Scientists at this genetic testing giant have been analyzing 750,000 tests (and not yet finished) the genetic factors to try to determine why some people who contract the new coronavirus do not experience symptoms, while others become seriously ill.
Preliminary results from a study started last April that sought to use the millions of profiles in its DNA database to shed light on the role of genetics in the disease, suggest that people who have type O blood are more protected against coronavirus .
According to data published by 23andMe, people with O blood type are 9% to 18% less likely to have positive results for Covid-19 than people with other blood types. These findings hold when adjusted for age, sex, body mass index, and ethnicity.
Although the study found that blood group O was only protective between positive rhesus blood types , the differences in rhesus factor (blood type + or -) were not significant in the 23andMe data . Nor was it a factor of susceptibility or severity in the cases. Furthermore, among people exposed to the virus, healthcare, and other frontline workers, 23andMe found that blood type O is similarly protective, but the proportion of cases within strata is higher.
Among respondents to the 23andMe study, the percentage reporting a positive test for Covid-19 is lower for people with O blood type . The percentage reporting a positive test for Covid-19 was highest among those with AB blood type .

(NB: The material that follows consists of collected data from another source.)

PR #194, opened 2022-05-10
Added more actor types and some defines

Tmcg2:
Also adjusted the generic Actor struct to have some of its members
 have names that are generally reasonable for all types of actors


include/actor_types.h
```diff
@@ -5,6 +5,120 @@
...
+#define ACTOR_MRW_SIGN            0x17 // MRW -> Mario Raceway
+#define ACTOR_WS_SIGN             0x23 // WS -> Wario Stadium
+#define ACTOR_PADDLE_WHEEL        0x26 // Just the paddle wheel, or does it mean the entire boat?
+#define ACTOR_RR_CROSSING         0x27 // RR -> Railroad
+#define ACTOR_BLUE_SHELL          0x2A
+#define ACTOR_HAB_ITEM_BOX        0x2B // HAB -> Hot Air Baloon
+#define ACTOR_KIWANO_FRUIT        0x2D
+
+/*
+Used by the engine, coal car, and passenger car
```
MegaMech, line 31: prefer train engine or train locomotive here.  ~~coal car~~ tender.

include/actor_types.h
```diff
@@ -5,6 +5,120 @@
...
+*/
+struct train_car {
```
MegaMech, line 33: Do we really need a new struct for each object if they appear to use the generic actor struct?

Perhaps for modding purposes this makes sense?

include/actor_types.h
```diff
@@ -5,6 +5,120 @@
...
+    /* 0x08 */ f32 unk_08;
+    /* 0x0C */ f32 boundingBoxSize;
+    /* 0x10 */ Vec3s rot;
+    /* 0x16 */ s16 unk_16;
+    /* 0x18 */ Vec3f pos;
+    /* 0x24 */ Vec3f velocity;
+    /* 0x30 */ UnkActorInner unk30;
+}; // size = 0x70
+
+struct yv_egg {
```
MegaMech, line 74: Can we please do long names for everything. Other readers will see "yv_egg" out of context and not understand it.

include/actor_types.h
```diff
@@ -5,6 +5,120 @@
...
+#define ACTOR_BANANA              0x06
+#define ACTOR_GREEN_SHELL         0x07
+#define ACTOR_RED_SHELL           0x08
+#define ACTOR_YV_EGG              0x09 // YV -> Yoshi Valley
+#define ACTOR_PIRNHA_PLANT        0x0A
+#define ACTOR_ITEM_BOX            0x0C
+#define ACTOR_FAKE_ITEM_BOX       0x0D
+#define ACTOR_BANANA_BUNCH        0x0E
+#define ACTOR_TRAIN_ENGINE        0x0F
+#define ACTOR_TRAIN_COAL_CAR      0x10
```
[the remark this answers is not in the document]
MegaMech: Also, these appear to just be the wheels.

MegaMech:
I believe struct names should be: StructName

include/actor_types.h
```diff
@@ -5,6 +5,120 @@
...
+#define ACTOR_TRAIN_PASSENGER_CAR 0x11
+#define ACTOR_TRIPLE_GREEN_SHELL  0x15
+#define ACTOR_TRIPLE_RED_SHELL    0x16
+#define ACTOR_MRW_SIGN            0x17 // MRW -> Mario Raceway
+#define ACTOR_WS_SIGN             0x23 // WS -> Wario Stadium
+#define ACTOR_PADDLE_WHEEL        0x26 // Just the paddle wheel, or does it mean the entire boat?
```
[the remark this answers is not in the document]
Tmcg2: The struct associated with this type is definitely for both the boat and the wheel itself. The `boatRot` member controls the rotation of the boat itself, while `wheelRot` is for the paddle wheel itself*.

*Presumabaly, whenever I try locking the value of `wheelRot` I get a crash. Not sure why but it makes it hard to confirm whether that is truly the rotation of the wheel.

include/actor_types.h
Tmcg2: Maybe not? Most of the objects I've added structs for appear to have enough differences that a new struct type is useful for human readability (in my opinion at leat). Except maybe the FallingRock struct since that is a pretty "vanilla" object type compared to say, piranha plants.

include/actor_types.h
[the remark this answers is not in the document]
Tmcg2: No, these are definitely for the entire car. If you lock `rot[1]` for a train car in the desert map and then watch it go around the track, the car itself stops rotating to match the direction of movement (which can look pretty humorous). The `wheelRot` member by contrast is the rotation of the wheels on the car. Locking that value will make the wheels look static.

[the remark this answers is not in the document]
MegaMech: I guess my scientific method of testing is bunk. I think I know why I thought that. You're right.

include/actor_types.h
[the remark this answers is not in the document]
MegaMech: Okay, so I was only looking at the simple object func. And I guess the same ID gets used elsewhere as well. You're definitely right for both these scenarios.

include/actor_types.h
MegaMech: The piranha plants literally didn't match without its own struct.

Sounds reasonable to me, we'll go with your method.

include/actor_types.h
```diff
@@ -5,7 +5,121 @@
...
+#define ACTOR_TRAIN_TENDER        0x10
+#define ACTOR_TRAIN_PASSENGER_CAR 0x11
+#define ACTOR_TRIPLE_GREEN_SHELL  0x15
+#define ACTOR_TRIPLE_RED_SHELL    0x16
+#define ACTOR_MARIO_RACEWAY_SIGN  0x17
+#define ACTOR_WARIO_STADIUM_SIGN  0x23
+#define ACTOR_PADDLE_WHEEL_BOAT   0x26
+#define ACTOR_RAILROAD_CROSSING   0x27
+#define ACTOR_BLUE_SPINY_SHELL    0x2A
+#define ACTOR_HAB_ITEM_BOX        0x2B // HAB -> Hot Air Baloon
```
MegaMech, line 27: ACTOR_HOT_AIR_BALLOON

as well. Also, the comment is misspelled.

include/actor_types.h
```diff
@@ -5,7 +5,121 @@
...
+}; // size = 0x70
+
+struct PaddleWheelBoat {
+    /* 0x00 */ s16 type;
+    /* 0x02 */ s16 flags;
+    /* 0x04 */ s16 unk_04;
+    /* 0x06 */ s16 wheelRot;
+    /* 0x08 */ f32 unk_08;
+    /* 0x0C */ f32 unk_0C;
+    /* 0x10 */ Vec3s boatRot; // Weirdly, its boatRot[1] (Y rotation?) that changes the direction the boat faces
```
MegaMech, line 115: xyz. Isn't that pretty normal?

MegaMech (changes requested):
lgtm after my next comments is addressed.

include/actor_types.h
Tmcg2: I should have removed that comment. I think I know what's going on and its a matter of the rotation stuff being a little different than I expected. My presumption was that the `rot[Y]` value changing would mean the object rotates in the Y direction, but it appears that it actually means the that object rotates around the Y axis. So its entirely sensible I was just misunderstanding what the `rot` actually represented

MegaMech: Ah. rotAround? Might be q better term. rotTranslate?

MegaMech (changes requested):
Balloon has two Ls in it

Tmcg2:
Messed it up twice, third times the charm

MegaMech (approved):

Both blood type data and preliminary genetic findings also appear to support a variant in the ABO gene associated with lower risk. At least two recently published studies, one by researchers in China and the most recent by researchers in Italy and Spain , have analyzed the role of the ABO gene in Covid-19 . The China study looked at susceptibility, while the Italian and Spanish study found an association with blood type and disease severity.

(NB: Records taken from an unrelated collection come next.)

PR #197, opened 2022-05-13
Give names to a couple vec3*_set functions

Tmcg2:


src/math_util.c
```diff
@@ -87,13 +87,17 @@ u32 func_802B5258(Vec3f arg0, Vec3s arg1) {
     return func_802B7830(temp_v1, temp_v2);
 }
 
-void load_giant_egg(Vec3f arg0, f32 arg1, f32 arg2, f32 arg3) {
+/*
+The difference between this and plain vec3f_copy is the return value.
+_alternate returns nothing while plain _copy returns a local variable address
+*/
+void vec3f_set_alternate(Vec3f arg0, f32 arg1, f32 arg2, f32 arg3) {
```
MegaMech, line 94: What about just `vec3f_set`? With no 'alternative'?

Tmcg2: There's a another function on line 131 (func_802B5320) that is identical to the `vec3f_set` function from the sm64  project. I opted to borrow the name from that project then. It is a bit of an odd choice since `vec3f_set` isn't actually used, instead `vec3f_set_alternate` is used.

I can swap their names, maybe give what is currently `vec3f_set` a new name like `vec3f_sm64`?

MegaMech: How does this sound:
`func_802B5320 -> UNUSED sm64_vec3f_set()`
`load_giant_egg` -> vec3f_set()
`func_802B52BC -> vec3s_set`

I think your explanation of the difference between the two would be unnecessary with it like this? Your choice whatever you think is most useful to the reader.

src/math_util.c
```diff
@@ -87,13 +87,17 @@ u32 func_802B5258(Vec3f arg0, Vec3s arg1) {
     return func_802B7830(temp_v1, temp_v2);
 }
 
-void load_giant_egg(Vec3f arg0, f32 arg1, f32 arg2, f32 arg3) {
+/*
+The difference between this and plain vec3f_copy is the return value.
+_alternate returns nothing while plain _copy returns a local variable address
```
MegaMech, line 92: This comment needs updating or removal

MegaMech (approved):

PR #202, opened 2022-05-16
Identify some Actor count variables

Tmcg2:
Also more accurately define the UknownRock struct. Some of the
 track specific data is spawning points for the "permanent"
 actors (stuff like falling rocks, shrubbery, item boxes, etc.)


MegaMech (approved):
I have my doubts regarding the for vs while loop. It also makes me wonder if the previous for loops where you have for (; ) // (blank ;) are actually whiles. But I dunno. Curious of other decompers have opinions

MegaMech:
Ya, can we keep it as a while? lmk if there's an issue with that. I'm guessing we have to keep that inner struct or that union

MegaMech (approved):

That study looked at the genes of more than 1,600 patients in Italy and Spain who experienced respiratory failure and found that having type A blood was associated with a 50% increase in the probability that a patient would require a ventilator. For its part, the study in China gave similar results regarding a person's susceptibility to Covid-19 .
"There have also been some reports of links between Covid-19 , blood clotting and cardiovascular disease," says Adam Auton , principal investigator of the 23andMe study. Despite the interesting results, Auton has warned that there is still a long way to go, "even with these sample sizes, it might not be enough to find genetic associations."